Managing multiple time horizons

Younger people typically view their time horizon as a single point in time: their expected retirement date. But as you enter retirement, it becomes necessary to manage several time horizons at once. Depending on your age, retirement could last 30 years or more. This means your investments need to fund a combination of short-term, intermediate-term and long-term goals.

Shortly before reaching retirement, consider allocating a certain percentage of holdings to cash and short-term bonds. This can help ensure that you have money to pay for living expenses over the next couple of years, even if the market is volatile. For intermediate-term goals, it usually makes sense to keep a mix of cash, bonds and stocks to strike an appropriate balance between risk and potential rewards. For long-term retirement goals, more aggressive investments may be appropriate.

If you’re not ready

What if you’re nearing or entering retirement during a market downturn and you haven’t laid a financial foundation to support your retirement needs? You’ll need to take quick action, but don’t panic. Start by reviewing your emergency funds or other income resources to see if you can meet short-term needs without selling assets at depressed prices. If you have sufficient resources, you might want to buy stock or other volatile investments at lower prices to help build long-term funds.

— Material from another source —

PR #2691, opened 2025-09-14
BLD: cleanup setuptools subclassing, drop unused and deprecated build dependencies on distutils and wheel

neutrinoceros:
This contains a handful of small improvements I found while working on #2589 that can be merged independently.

Other potential strategies for riding out a downturn include reducing your spending — at least temporarily — putting off retirement for a few years or finding part-time work. If you can avoid selling more volatile investments, you’ll be in a better position to rebalance your portfolio when the market recovers.

Protect the nest

As you approach retirement during a period of market volatility, it’s critical to protect your nest egg. How you do this, however, depends on your personal situation. So be sure to consult with advisors to design a plan that makes sense for you.

 

Sidebar: CARES Act provides retirement relief

The Coronavirus Aid, Relief, and Economic Security (CARES) Act enacted in March contains several provisions affecting retirement plans. One provision was designed to ease the impact of market volatility on tax-advantaged retirement accounts: It allows you to skip required minimum distributions (RMDs) from qualified retirement plans and IRAs for 2020. This is important because 2020 RMDs are calculated based on account values as of December 31, 2019.

Say, for example, that your account’s value has declined substantially since the end of 2019. Taking an RMD in 2020 could deplete a larger percentage of your current balance than would normally be required and force you to sell assets at depressed values rather than leaving investments in place to potentially regain their value. Plus, you’d generally have to pay tax on the distribution.

Another provision of the CARES Act can waive the early withdrawal penalty tax that normally applies to taxpayers under age 59½. It’s available for 2020 distributions up to $100,000 for taxpayers who suffer financial hardship as a direct result of the COVID-19 pandemic. This relief may be available if you, a spouse or dependent was diagnosed with COVID-19, or if you otherwise suffered certain adverse financial consequences from it. You may also avoid paying tax on qualifying distributions by recontributing the amount within three years (without regard to otherwise applicable contribution limits). Amounts that aren’t recontributed are taxable, but you can spread the tax liability over a three-year period.

Finally, the act allows retirement plans to increase maximum loan amounts in 2020 to the lesser of $100,000 or 100% of the vested account balance. Ordinarily, loans are limited to the lesser of $50,000 or 50% of the vested balance.

This information is not intended to be a substitute for individualized tax advice. We suggest that you discuss your specific tax issues with a qualified tax advisor.